Over the last few decades we’ve seen a variety of large and amazing telescopes. From the Hubble Space Telescope to the Herschel Space Observatory, we’ve been able to observe our Solar System, the Milky Way and even the universe in unprecedented detail.
Now, the ESA wants to attempt something new. Using the revolutionary Gaia spacecraft, it will track the motion and position of 1% of the 100 billion stars in our own galaxy. It’s a daunting prospect but one that could provide us with a fresh new insight into the formation and structure of the Milky Way, and also glean new information about asteroids, exoplanets and our Solar System.
The Gaia spacecraft will fly the largest camera ever with a total of about 1,000 million pixels. This revolutionary piece of equipment will be performing wide-angle astrometry – the science of determining the position of objects in the sky – to complete its five-year mission. Until now, astrometry has largely been confined to Earth, and it has been difficult. The Sun and the Moon are both a nuisance for Earth-based astrometry, which is what makes Gaia so important.
This spacecraft won’t be placed in orbit around Earth, but flown out to the Sun-Earth Lagrange Point 2, a position 1.5 million kilometres (930,000 miles) away in line with the Earth and Sun that provides a shielded view of the entire cosmos. “All the ‘bad things’, the Sun, the Earth and the Moon, are roughly in the same direction,” says Gaia Project Scientist Timo Prusti. “So if you shield that ‘bad’ direction, then you are free to look the other side.”
The L2 position will enable Gaia to use its incredible camera to make the largest and most precise three-dimension map of our galaxy. Every star it observes will be accurately measured to determine its motion around the centre of the galaxy. Most stars gained their motion from the birth of the Milky Way so, by studying this, Gaia will enable astronomers to peer back in the history of the galaxy. Gaia will observe each of its one billion stars about 100 times.

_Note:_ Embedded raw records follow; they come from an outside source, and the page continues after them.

PR #7885, opened 2022-01-01
feat: add support for async waitForTarget

tmkx:

feature

yes
yes
**Summary**
sometimes we need to call `waitForTarget` in async:
```javascript
const target = await browser.waitForTarget((target) =>
  target
    .page()
    .then((page) => page.title())
    .then((title) => title === 'expected')
);
```

no

**Other information**

### DIFF
--- a/experimental/puppeteer-firefox/lib/Browser.js
+++ b/experimental/puppeteer-firefox/lib/Browser.js
@@ -122,23 +122,34 @@ class Browser extends EventEmitter {
     const {
       timeout = 30000
     } = options;
-    let existingTarget;
-    for (const target of this.targets()) {
-      if (await predicate(target)) {
-        existingTarget = target;
-        break;
-      }
-    }
-    if (existingTarget)
-      return existingTarget;
+    let remainingTimeout = timeout;
+    const existingTarget = await helper.waitWithTimeout(
+      (async () => {
+        const startTime = Date.now();
+        let existingTarget;
+        for (const target of this.targets()) {
+          if (await predicate(target)) {
+            existingTarget = target;
+            break;
+          }
+        }
+        if (timeout) {
+          remainingTimeout = Math.max(timeout - (Date.now() - startTime), 1);
+        }
+        if (existingTarget) return existingTarget;
+      })(),
+      'predicate',
+      timeout
+    );
+    if (existingTarget) return existingTarget;
     let resolve;
     const targetPromise = new Promise(x => resolve = x);
     this.on(Events.Browser.TargetCreated, check);
     this.on('targetchanged', check);
     try {
-      if (!timeout)
+      if (!remainingTimeout)
         return await targetPromise;
-      return await helper.waitWithTimeout(targetPromise, 'target', timeout);
+      return await helper.waitWithTimeout(targetPromise, 'target', remainingTimeout);
     } finally {
       this.removeListener(Events.Browser.TargetCreated, check);
       this.removeListener('targetchanged', check);
--- a/experimental/puppeteer-firefox/lib/Browser.js
+++ b/experimental/puppeteer-firefox/lib/Browser.js
@@ -122,34 +122,28 @@ class Browser extends EventEmitter {
     const {
       timeout = 30000
     } = options;
-    let remainingTimeout = timeout;
-    const existingTarget = await helper.waitWithTimeout(
-      (async () => {
-        const startTime = Date.now();
-        let existingTarget;
-        for (const target of this.targets()) {
-          if (await predicate(target)) {
-            existingTarget = target;
-            break;
-          }
-        }
-        if (timeout) {
-          remainingTimeout = Math.max(timeout - (Date.now() - startTime), 1);
-        }
-        if (existingTarget) return existingTarget;
-      })(),
-      'predicate',
-      timeout
-    );
-    if (existingTarget) return existingTarget;
     let resolve;
     const targetPromise = new Promise(x => resolve = x);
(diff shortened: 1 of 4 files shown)


OrKoN:
Does it make sense to use debugError instead of console.error?

tmkx:
@OrKoN Hello, I do not understand, what does this have to do with `debugError` and `console.error`?

OrKoN:
Apologies, ignore that, I intended to leave that comment on https://github.com/puppeteer/puppeteer/pull/7883

OrKoN:
The timeout setting is not respected if the callback never resolves or takes a long time to resolve. Could you address that? also, the firefox-related failures probably require `itFailsFirefox` instead of `it`.

tmkx:
Sorry, the test was copied from this one, so it should use `itFailsFirefox` also. Updated. https://github.com/puppeteer/puppeteer/blob/921e4e6240f2dd046e0b98614b35dc73c1a76868/test/target.spec.ts#L70-L86

experimental/puppeteer-firefox/lib/Browser.js
```diff
@@ -114,15 +114,21 @@ class Browser extends EventEmitter {
...
    * @return {!Promise<!Target>}
    */
   async waitForTarget(predicate, options = {}) {
     const {
       timeout = 30000
     } = options;
-    const existingTarget = this.targets().find(predicate);
+    let existingTarget;
+    for (const target of this.targets()) {
+      if (await predicate(target)) {
```
OrKoN: Could we also ensure that if predicate takes longer that the timeout, we abort the waitForTarget call?

OrKoN (changes requested):

experimental/puppeteer-firefox/lib/Browser.js
tmkx: good advice

src/common/Browser.ts
```diff
@@ -539,30 +539,48 @@ export class Browser extends EventEmitter {
...
     options: WaitForTargetOptions = {}
   ): Promise<Target> {
     const { timeout = 30000 } = options;
-    const existingTarget = this.targets().find(predicate);
+    let remainingTimeout = timeout;
+    const existingTarget = await helper.waitWithTimeout<Target | undefined>(
+      (async () => {
+        const startTime = Date.now();
+        let existingTarget: Target | undefined;
+        for (const target of this.targets()) {
```
OrKoN: I am thinking about the following scenario:

1) there is one target existing but it does not match the predicate. The predicate check is async and take 1 sec.
2) while the predicate check is running a new target gets created the matches the predicate.
3) the predicate from step 1 resolves but the local this.targets() does not contain the target created in step 1 because `this.targets()` was called before the target was created.
4) since no existing target is found the function sets up TargetCreated/TargetChanged listeners but they never fire because the target is already created. The entire waitForTarget times out although a matching target is available.

WDYT?

src/common/Browser.ts
```diff
@@ -539,20 +539,31 @@ export class Browser extends EventEmitter {
...
       if (!timeout) return await targetPromise;
       return await helper.waitWithTimeout<Target>(
-        targetPromise,
+        Promise.race([
+          targetPromise,
+          (async () => {
+            let existingTarget: Target | undefined;
+            for (const target of this.targets()) {
+              if (await predicate(target)) {
+                existingTarget = target;
```
OrKoN: can we directly return target here?

src/common/Browser.ts
tmkx: I moved the existing targets check to the same time as TargetCreated/TargetChanged.

test/target.spec.ts
```diff
@@ -67,6 +67,27 @@ describe('Target', function () {
...
+                page.url() === server.CROSS_PROCESS_PREFIX + '/empty.html'
+            )
+        )
+        .then((target) => target.page()),
+      page.evaluate(
+        (url: string) => window.open(url),
+        server.CROSS_PROCESS_PREFIX + '/empty.html'
+      ),
+    ]);
+    expect(otherPage.url()).toContain(server.CROSS_PROCESS_PREFIX);
```
OrKoN: should we check for an exact URL match? Also I wonder if the `page` has the same URL as the `otherPage`? Can we make sure that we are waiting for the right target and they have distinct URLs?

OrKoN: e.g., perhaps just `expect(page).not.toEqual(otherPage)`

src/common/Browser.ts
```diff
@@ -539,20 +539,28 @@ export class Browser extends EventEmitter {
...
     this.on(BrowserEmittedEvents.TargetCreated, check);
     this.on(BrowserEmittedEvents.TargetChanged, check);
     try {
       if (!timeout) return await targetPromise;
       return await helper.waitWithTimeout<Target>(
-        targetPromise,
+        Promise.race([
+          targetPromise,
+          (async () => {
+            for (const target of this.targets()) {
```
OrKoN, line 556: ugh, additional edge cases come to mind. WDYT about the following: we start waiting for a target and start checking existing targets one by one (and say there is a hundred of targets), then a matching target gets created and we resolve the waitForTarget with it. Although we resolved the inner promise continues executing and keeps checking the remaining targets one by one. I think that should be addressed by checking if the waitWithTimeout has been resolved and returning earlier.

OrKoN: I think let's leave this for a follow-up (seems to be rather an edge case)

OrKoN (approved):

Gaia is also expected to make other discoveries. It “will also address questions concerning our own Solar System, extra galactic objects (some half a million quasars will be observed and several million galaxies), stellar astrophysics (by providing the distances to objects) and general relativity,” explains Prusti. Gaia will also “provide several thousand new planets, but the strength is in the area of Jupiter-like planets in five to ten year periods around their stars.”
The spacecraft itself is composed of three main components totaling about two tons in launch mass. The first is the payload module, which provides support and electronics for the camera and also processes the raw data. The mechanical service module houses mechanical, structural and thermal elements that support the camera and the spacecraft’s electronics. Finally the electrical service module manages the data and provides communication with Earth, amongst other tasks.
Gaia’s camera isn’t like a traditional camera, though. “Gaia will provide roughly the same spatial precision as Hubble, but for the whole sky,” explains Prusti. “However, Gaia is only doing point sources. So you will not get the pretty pictures Hubble is providing. Gaia provides an all sky map with high precision positions and movements of objects”
Gaia is expected to launch in August 2013 atop a Soyuz rocket. While its initial mission will last until 2018, it could be extended. “Hardware and propellant is scoped nominally for a one year extension,” says Prusti, “and clearly if everything works it is no problem to find a science case to support applications for further extensions.” However long it lasts, you can be sure that Gaia’s mission will provide some groundbreaking scientific discoveries that will increase our understanding of the Milky Way and its resident objects.